Wednesday, December 14, 2011

Matt Damon, Cameron Crowe Respond To David Denby 'Zoo' Insult

Our long national nightmare is over. After last week’s dust-up over the embargo on “Girl With the Dragon Tattoo” reviews and the many issues it raised for both The New Yorker and movie critics everywhere, that embargo has lifted. As a result, a dozen reviews have now been posted on Rotten Tomatoes, 11 of which are positive. All is right with the world.

Well, all is sort of right with the world. The movie “We Bought a Zoo” — director Cameron Crowe’s tale of a widower (Matt Damon) who purchases (you guessed it) a zoo — inadvertently got dragged into the fray via that published series of e-mails between “Dragon Tattoo” producer Scott Rudin and embargo-busting New Yorker critic David Denby. (Memory refresher: Denby told Rudin he had to run his film review early because, among other reasons: “We had a dilemma: What to put in the magazine on December 5? Certainly not ‘We Bought the Zoo,’ or whatever it’s called.”)

Over the weekend, I interviewed Crowe and Damon for a story that will appear in this weekend’s Sunday Style section. It only seemed fair to give them a chance to respond to Denby’s dismissal of their movie. Here’s what they had to say.

(For the record, Damon hadn’t even heard about this whole episode, which afforded me the opportunity to quickly summarize this entire, semi-ridiculous affair for the benefit of Jason Bourne. Needless to say, this was an honor.)

What was your response to what Denby wrote? And as a follow-up, do you think critics tend to look askance automatically at films that have positive messages?

Crowe: When I read that, I thought, there are so many movies in the holiday season, and it’s so easy to make quick choices based on a lack of information. And he should see the movie. I’m actually anxious for him to see the movie. ... It’s a time filled with cynicism, and there’s a lot of movies about that, and this one is a little bit about hope and a lack of cynicism. And it deserves a place along with every other movie that’s about the gritty experience of what it’s like to be alive. This movie’s a little bit about moving on from that and learning how to bring some joy into your life.

Whatever you hear about it, I say go see it, and you’ll see that we’re different from a lot of movies. And that goes for David Denby, too.

Do you find it challenging to be in the entertainment industry and make projects that are non-cynical but also have some brains behind them?
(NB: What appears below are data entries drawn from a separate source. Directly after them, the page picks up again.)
PR #991, opened 2018-12-19
Attempt to address the case where data isn't found

rhc54:
If the server is asked for a piece of information that isn't immediately
available, we create a request tracker and add the requesting peer to
it. The precise return status, however, must be carefully controlled to
ensure that the peer object gets released when it should, and doesn't
get release twice.

### DIFF
--- a/src/server/pmix_server_get.c
+++ b/src/server/pmix_server_get.c
@@ -245,14 +245,22 @@ pmix_status_t pmix_server_get(pmix_buffer_t *buf,
         if (PMIX_ERR_NOMEM == rc) {
             PMIX_INFO_FREE(info, ninfo);
             return rc;
-        } else if (PMIX_ERR_NOT_FOUND != rc) {
-            return rc;
         }
-
-        /* do NOT create the nspace tracker here so any request
-         * by another local client that hits before the RM responds
-         * to our request will get added to the local tracker so
-         * they receive their data upon completion */
+        if (PMIX_SUCCESS == rc) {
+            /* if they specified a timeout for this specific
+             * request, set it up now */
+            if (0 < tv.tv_sec) {
+                pmix_event_evtimer_set(pmix_globals.evbase, &req->ev,
+                                       get_timeout, req);
+                pmix_event_evtimer_add(&req->ev, &tv);
+                req->event_active = true;
+            }
+            /* we already asked for this info - no need to
+             * do it again */
+            return PMIX_SUCCESS;
+        }
+        /* only other return code is NOT_FOUND, indicating that
+         * we created a new tracker */
 
         /* Its possible there will be no local processes on this
          * host, so lets ask for this explicitly.  There can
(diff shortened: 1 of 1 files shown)


rhc54:
@ggouaillardet If you get a chance, could you please look this over? I'd like to get it into v3.1.0 though I won't hold for it as it should only happen if data isn't available, which is a fairly rare corner-case.

ggouaillardet:
@rhc54 I will do that. is there an already available test case for this ?
if not, how shall I test it ?
 - proc 0 `PMIx_Get()` and then proc 1 `PMIx_Put()` later ?
- proc 0 `PMIx_Get()` and then proc 1 never `PMIx_Put()` (and proc 0 gets a reply after a timeout) ?

rhc54:
I'm afraid I don't have one - @dong0321 ?

rhc54:
Verified ok with MTT. Based on the telecon, it appears the primary driver was an incorrect return status from PRRTE - it was returning IN_PROGRESS instead of SUCCESS. We'll need to see what happens in real-world dmodex scenarios.

src/server/pmix_server_get.c
```diff
@@ -429,20 +459,18 @@ pmix_status_t pmix_server_get(pmix_buffer_t *buf,
...
-        /* if they specified a timeout, set it up now */
-        if (0 < tv.tv_sec) {
-            pmix_event_evtimer_set(pmix_globals.evbase, &req->ev,
-                                   get_timeout, req);
-            pmix_event_evtimer_add(&req->ev, &tv);
-            req->event_active = true;
+        if (PMIX_SUCCESS != rc) {
+            /* may have a function entry but not support the request */
+            PMIX_INFO_FREE(info, ninfo);
+            pmix_list_remove_item(&pmix_server_globals.local_reqs, &lcd->super);
```
dong0321: I am not sure this can be released here(at line 835 will trigger warning this is not in the list),  line 836 will cause segment fault

dong0321: Also, from what i tested,  the return value rc at line:461 is IN_PROGRESS, then this returns to pmix_server.c at line:3332 and cd will be released. Since the request is not satisfied, can we release cd ?

rhc54: I don't understand what you are describing - PRRTE master clearly returns PMIX_SUCCESS, not IN_PROGRESS, as that is what the standard requires. What are you looking at?

rhc54: > I am not sure this can be released here(at line 835 will trigger warning this is not in the list), line 836 will cause segment fault

Again, I don't understand what you are describing. We remove it from the list and release it, then return. Line 835 gets the number of elements on the list, and line 836 goes to the "cleanup" label - so how can that cause a segfault??

dong0321: Sorry i was in review mode, the line number is not correct,  when i did run the code,  at line 866 867 will cause segfault.

dong0321: I did rebased my code on master, but i realized i should do that on V3.0, I will test after i fix my repo.  Sorry about my mistake.

rhc54: No problem - let me know if you still see a problem once you get sync'd.

dong0321:
I tested with prrte V3.0 and pmix master, for V3.0 host still return PMIX_OPERATION_IN_PROGRESS.

I cherrypicked the fix commit from master to V3.0, tested with 2 nodes, 4 nodes and all works well.

rhc54:
Very good - thx! We are going to "re-branch" v3.0, so I see no purpose in updating the current branch. Thanks for your patience in tracking it down.

PR #2019, opened 2020-07-08
Moved "Verified by xxx" into navigation bar #2018

### LINKED ISSUE #2018: Moved "Verified by xxx" into navigation bar
After #2014 is merged

The current version:

Simulator Screen Shot - iPhone X - 2020-07-08 at 11 40 56

It should look like in #1991 (it can be green or red depending on whether it's verified). There's a few helper functions that help to show it.

vladyslav-iosdev:
Closes #2018

### DIFF
--- a/AlphaWallet/Tokens/ViewControllers/TokenViewController.swift
+++ b/AlphaWallet/Tokens/ViewControllers/TokenViewController.swift
@@ -3,6 +3,7 @@
 import Foundation
 import UIKit
 import BigInt
+import PromiseKit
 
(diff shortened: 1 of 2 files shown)


vladyslav-iosdev:
> The "Verified by xxx" button seems to be showing up incorrectly. For example, it appears for both the xDai token and Ether (mainnet) token. It should appear only for the xDai token, but not for the Ether token

yep, sorry its my fail, i copied from `@objc protocol VerifiableStatusViewController: CanOpenURL2 {` but forgot to update it

hboon:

Damon: I think it’s probably more difficult to be non-cynical and be a critic. I think it probably takes more guts for a critic to admit that this movie gets to them than it will for them to bash it, you know. But I love movies. And a movie like “Jerry Maguire,” for instance — I don’t have any problem admitting that that movie made me cry. And it made me cry a month ago when I saw it again. It just gets to me. I don’t feel like an overly optimistic or overly cynical person, but I do, I will give myself away to a movie as long as the movie doesn’t betray me. So a movie like ”Jerry Maguire” is perfect because I have that cathartic experience, and I don’t feel cheap afterwards, you know?

But I think that’s harder for movie critics. I remember Anthony Minghella telling me — he was a guest critic for a newspaper in London. He said, “It was incredible how quickly I devolved into vitriol and how I had to restrain myself from being just reductive.” He said, ”And I make movies, and I know how difficult it is even to make a bad movie.” There’s so much work that goes into this. So he goes, “I understand critics better now after having this experience of being critic for a month for this paper.”

Crowe: I feel like I am still a journalist. I still do that, and I love it. I know what the life of the critic is, and I get it. And you can make snap judgments that can change on a second’s notice because you’re sitting around with your friends and then you decide this is how we feel about something.

The Denby thing was almost funny to me because I felt like we were the people sitting at a table at the bar and this barroom brawl breaks out and they spill onto your table and you get knocked out. [Crowe and Damon both laugh.] So I’m like, hey man, I’m just having a sandwich here and Scott Rudin and David Denby just came twirling across and I got my jaw broken. It’s kind of like old-time theatrical business. Those two were tangling, and that was a private e-mail, and it was fun to happily watch from afar.